Hint: Use WHERE is_active = 1 and wrap the columns in ROUND(column, 2).
Solution
SELECT p.product_name, ROUND(p.price, 2) AS price, ROUND(p.cost_price, 2) AS cost_price FROM products p WHERE p.is_active = 1 AND p.price > 100 ORDER BY p.price DESC;
Exercise 2 Medium
Calculate the gross profit per unit for each active product. Show product_name, price, cost_price, and a column called gross_profit equal to price minus cost_price, rounded to 2 decimal places.
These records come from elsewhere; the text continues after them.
PR #188, opened 2023-07-13
Generate a choice between different strings

### LINKED ISSUE #152: Add a `Choice` generation method
The current user interface of outlines provides a `is_in` keyword argument which constrains the generation to choose between different options. I propose to add a new `Choice` subclass to `Sequence` that implements this functionality.

I can think of two ways to implement this:

1. Create a token mask so only valid prefixes can be generated and update the mask as new tokens are generated until only one option remains (current method).
2. Call the model to compute the logprob corresponding to each choice, normalize them and sample the choice from this distribution.

We need a good argument to choose between these two implementations.

### LINKED ISSUE #184: Relax check for whether we can build a sequence that matches a regex
We can check whether a vocabulary allows to build a sequence that matches a regex when initializing `Regex`. The check is currently implemented as:

```python
states_with_transition = {x[1] for x in pstate_to_vocab.keys()}
if len(self.regex_fsm.states.difference(states_with_transition)) > 0:
    raise ValueError(
        "The vocabulary does not allow us to build a sequence that matches the input regex"
    )
```

However this check might be too strict. While some states might be unreachable with a dictionary there could still be a path to terminal states. We should  probably raise a warning when this happens, not an exception.

rlouf:
Closes #152. I use the `Regex` generation method using a `(choice_1|choice_2|...|choice_n)` regex. This method is equivalent to rejection sampling: draw a token and discard it if it is not on a path that generates either of the choices.

An alternative implementation would be to tokenize the choices, do a forward pass through the model with each and sample from the resulting categorical distribution. However, some strings can be built from different combinations of tokens and we would only be considering one for each stopping sequence.

Unsurprisingly, the check to verify that a sequence can be generated with the vocabulary added in #175 fails. We fix this by checking whether we can build terminal paths with the vocabulary. Closes #184.

### DIFF
--- a/outlines/text/parsing.py
+++ b/outlines/text/parsing.py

Only include products where gross_profit is greater than 20. Sort by gross_profit descending.
Hint: Compute price - cost_price in the SELECT, round it, then filter using HAVING or a subquery since the alias is used in the filter.
Solution
SELECT p.product_name, ROUND(p.price, 2) AS price, ROUND(p.cost_price, 2) AS cost_price, ROUND(p.price - p.cost_price, 2) AS gross_profit FROM products p WHERE p.is_active = 1 AND (p.price - p.cost_price) > 20 ORDER BY gross_profit DESC;
Exercise 3 Hard
For each product, calculate the total revenue it has generated across all orders. Show product_name, total_units_sold as the sum of quantity, and total_revenue as the sum of line_total, rounded to 2 decimal places. Only include products that have generated more than 500 in total revenue. Join products and order_items. Sort by total_revenue descending.
Hint: Join products and order_items on product_id. Use SUM() for both quantity and line_total. Filter with HAVING on the aggregate.
Solution
SELECT p.product_name, SUM(oi.quantity) AS total_units_sold, ROUND(SUM(oi.line_total), 2) AS total_revenue FROM products p JOIN order_items oi ON p.product_id = oi.product_id GROUP BY p.product_id, p.product_name HAVING SUM(oi.line_total) > 500 ORDER BY total_revenue DESC;
Frequently Asked Questions

DECIMAL stores exact values and is suited for money. FLOAT stores approximate values and can introduce small rounding errors, making it a poor fit for financial calculations.

SQLite uses INTEGER and REAL as its core numeric types. It also accepts NUMERIC, DECIMAL, and FLOAT as type names but stores them using its flexible type affinity system.

Use DECIMAL for prices. It stores exact values, so you will not get rounding errors when calculating totals, taxes, or discounts.

INT holds values up to roughly 2.1 billion. BIGINT holds much larger values and is used for things like transaction IDs or row counts in very large tables.